#### Problem to solve
Please keep to the lines below from the one with "mushtaqak, line 299: @brittneyexline" through the one with "brittneyexline: if we", and restate them word for word, ends included.

#### Source data
━━━━━━
PR #2006, opened 2018-12-07
Filter coupon details

mushtaqak:
The purpose of this PR is to add filtering for coupon details.

f/e PR: https://github.com/edx/edx-portal/pull/129

[ENT-1345](https://openedx.atlassian.net/browse/ENT-1345)


ecommerce/extensions/api/v2/views/enterprise.py
```diff
@@ -192,22 +225,18 @@ def codes(self, request, pk):  # pylint: disable=unused-argument
...
-        # this will give us only those vouchers having no application
-        coupon_vouchers_wo_applications = Voucher.objects.filter(
-            coupon_vouchers__coupon__id=coupon.id,
-            applications__isnull=True
-        )
-
-        # we need a combined querset so that pagination works as expected
-        all_coupon_vouchers = coupon_vouchers_with_applications | coupon_vouchers_wo_applications
+        coupon_code_filter = request.query_params.get('code_filter')
+        if coupon_code_filter == 'not-redeemed':
```
brittneyexline: it would be good to make `not-redeemed` and `not-assigned` constants

ecommerce/extensions/api/v2/views/enterprise.py
```diff
@@ -192,22 +225,18 @@ def codes(self, request, pk):  # pylint: disable=unused-argument
         }
         """
         coupon = self.get_object()
+        coupon_vouchers = self.get_coupon_vouchers(coupon)
```
brittneyexline: why not `coupon_vouchers = coupon.attr.coupon_vouchers.all()`?

ecommerce/extensions/api/v2/views/enterprise.py
```diff
@@ -172,6 +174,37 @@ def update_offer_data(self, request_data, vouchers, site):
...
+            coupon_vouchers__coupon__id=coupon.id
+        )
+
+    def get_not_assigned_coupon_vouchers(self, queryset):
+        """
+        Returns vouchers which have not been redeemed yet with no offer assigment.
+        """
+        not_redeemed_vouchers = self.get_not_redeemed_coupon_vouchers(queryset)
+        assigned_codes = OfferAssignment.objects.filter(voucher_application__isnull=True, status__in=[OFFER_ASSIGNED, OFFER_ASSIGNMENT_EMAIL_PENDING]).values_list('code', flat=True)
+        return not_redeemed_vouchers.exclude(code__in=assigned_codes)
```
brittneyexline: did we ever decide if not assigned meant not ever assigned (as you have here) or has assignments left?

brittneyexline (commented):
just a few questions, but looks good so far!

ecommerce/extensions/api/v2/views/enterprise.py
mushtaqak: So you are thinking about a case where a voucher was assigned once and then got revoked, now it is assignable (not-assigned currently), right? In this case when voucher is revoked, it's status should be changed from `OFFER_ASSIGNED` to `OFFER_ASSIGNMENT_REVOKED` and it should be available for assignment.

Also, I am assuming that if a voucher is redeemed, it's not assignable.

ecommerce/extensions/api/v2/views/enterprise.py
```diff
@@ -179,6 +181,34 @@ def update_offer_data(self, request_data, vouchers, site):
         if coupon_was_migrated:
             super(EnterpriseCouponViewSet, self).update_range_data(request_data, vouchers)
 
+    def get_not_assigned_coupon_vouchers(self, queryset):
+        """
+        Returns vouchers which have not been redeemed yet with no offer assigment.
+        """
+        # First we filter to get coupon not-redeemed vouchers which will give us assigned and not-assigned vouchers
```
mushtaqak: @brittneyexline Just changed the logic to exclude `OFFER_REDEEMED` status offerassignements. And added the explainaing comment above. Does this make sense to you ?

ecommerce/extensions/api/v2/views/enterprise.py
```diff
@@ -179,6 +181,34 @@ def update_offer_data(self, request_data, vouchers, site):
...
+        Returns vouchers having no voucher application.
+        """
+        return queryset.filter(applications__isnull=True)
+
+    def get_redeemed_coupon_vouchers(self, coupon):
+        """
+        Returns vouchers against each voucher application, so if a
+        voucher has two applications than this queryset will give 2 vouchers.
+        """
+        return Voucher.objects.filter(
```
brittneyexline, line 220: this is the only method that doesn't take the queryset, any reason this can't be `return queryset.filter(applications__isnull=False)`?

brittneyexline (commented):
my only concern is making sure that we all have the same understanding of "not redeemed" and "not assigned" - i don't think anyone has a clear idea about it.

This is especially a problem for MULTI_USE coupons, or really any coupon type where a voucher could be redeemed or assigned multiple times.

For example, if I have a MULTI_USE code 'ABCDEF' that has max_uses = 10, has been redeemed once by user1 and assigned once to user2, which toggle(s) should it show up in? It has been redeemed, but has 9 redemptions left. It has been assigned, but has 8 assignments left.

In short, do 'not redeemed' and 'not assigned' mean never have been redeemed/assigned (as you have implemented it), or has redemptions/assignments left?

I am going to start a conversation in slack so we can clarify.

ecommerce/extensions/api/v2/views/enterprise.py
```diff
@@ -199,22 +250,26 @@ def codes(self, request, pk):  # pylint: disable=unused-argument
...
-        )
-        # this will give us only those vouchers having no application
-        coupon_vouchers_wo_applications = Voucher.objects.filter(
-            coupon_vouchers__coupon__id=coupon.id,
-            applications__isnull=True
-        )
-
-        # we need a combined querset so that pagination works as expected
-        all_coupon_vouchers = coupon_vouchers_with_applications | coupon_vouchers_wo_applications
+        coupon_code_filter = request.query_params.get('code_filter')
```
mushtaqak, line 299: @brittneyexline Can you have quick look at `get_not_assigned_coupon_vouchers `, `get_not_redeemed_coupon_vouchers` and `get_redeemed_coupon_vouchers` methods ... and if there is anything missing ? or If I am going in right direction ?

ecommerce/extensions/api/v2/views/enterprise.py
```diff
@@ -179,6 +187,49 @@ def update_offer_data(self, request_data, vouchers, site):
...
+        """
+        return Voucher.objects.filter(
+            applications__voucher_id__in=coupon_vouchers
+        )
+
+    def get_not_assigned_coupon_vouchers(self, coupon_vouchers):
+        """
+        Returns vouchers which have not been redeemed yet with no offer assigment.
+        """
+        vouchers_without_applications = self.get_vouchers_with_no_applications(coupon_vouchers)
```
brittneyexline: if we are trying to get codes with assignments left, that means we need to include ones that have been redeemed but still have assignments left. right now, this method is only returning codes that have never been redeemed or assigned, it should also return codes that have been redeemed or assigned but still have assignments left.

ecommerce/extensions/api/v2/views/enterprise.py
```diff
@@ -179,6 +187,49 @@ def update_offer_data(self, request_data, vouchers, site):
         if coupon_was_migrated:
             super(EnterpriseCouponViewSet, self).update_range_data(request_data, vouchers)
 
+    def get_assigned_codes(self):
+        """
+        Returns the list of all assigned codes.
+        """
+        return OfferAssignment.objects.exclude(status__in=[OFFER_REDEEMED]).values_list('code', flat=True)
```
brittneyexline: we also need to filter out revoked codes.

ecommerce/extensions/api/v2/views/enterprise.py
brittneyexline: looks like this is currently returning codes that have ever been redeemed, not codes that are fully redeemed (ie no usages left), which i believe is the intention.
once you have the fully redeemed codes, you could move this to the partial redeemed function and then exclude fully redeemed coupons for the implementation of partial redeemed.

ecommerce/extensions/api/v2/views/enterprise.py
```diff
@@ -199,22 +250,26 @@ def codes(self, request, pk):  # pylint: disable=unused-argument
...
+            coupon_vouchers = self.get_not_redeemed_coupon_vouchers(coupon_vouchers)
+        elif coupon_code_filter == VOUCHER_PARTIAL_REDEEMED:
+            # Assigned vouchers having at-least one redemption.
+            coupon_vouchers = self.get_partial_redeemed_coupon_vouchers(coupon_vouchers)
+        else coupon_code_filter == VOUCHER_REDEEMED:
+            # Fully redeemed vouchers.
+            coupon_vouchers = self.get_redeemed_coupon_vouchers(coupon_vouchers)
+        else:
+            # Return all vouchers for coupon (redeemed + not-redeemed).
+            coupon_vouchers = self.get_redeemed_coupon_vouchers(coupon_vouchers) | self.get_not_redeemed_coupon_vouchers(coupon_vouchers)
```
brittneyexline: with the change in definitions, this might need to be redeemed + partial-redeemed + not-redeemed.

keep in mind that codes will only appear in one of the three toggles at any given time, so the union of all of those should be all of the codes.

brittneyexline (commented):
take another look at your wiki page and the test/release plan document to see if your definitions are aligned - right now it doesn't seem to match up quite, based on my understanding.

mushtaqak:
Being addressed in https://github.com/edx/ecommerce/pull/2099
━━━━━━
#### Exercise response
mushtaqak, line 299: @brittneyexline Can you have quick look at `get_not_assigned_coupon_vouchers `, `get_not_redeemed_coupon_vouchers` and `get_redeemed_coupon_vouchers` methods ... and if there is anything missing ? or If I am going in right direction ?

ecommerce/extensions/api/v2/views/enterprise.py
```diff
@@ -179,6 +187,49 @@ def update_offer_data(self, request_data, vouchers, site):
...
+        """
+        return Voucher.objects.filter(
+            applications__voucher_id__in=coupon_vouchers
+        )
+
+    def get_not_assigned_coupon_vouchers(self, coupon_vouchers):
+        """
+        Returns vouchers which have not been redeemed yet with no offer assigment.
+        """
+        vouchers_without_applications = self.get_vouchers_with_no_applications(coupon_vouchers)
```
brittneyexline: if we are trying to get codes with assignments left, that means we need to include ones that have been redeemed but still have assignments left. right now, this method is only returning codes that have never been redeemed or assigned, it should also return codes that have been redeemed or assigned but still have assignments left.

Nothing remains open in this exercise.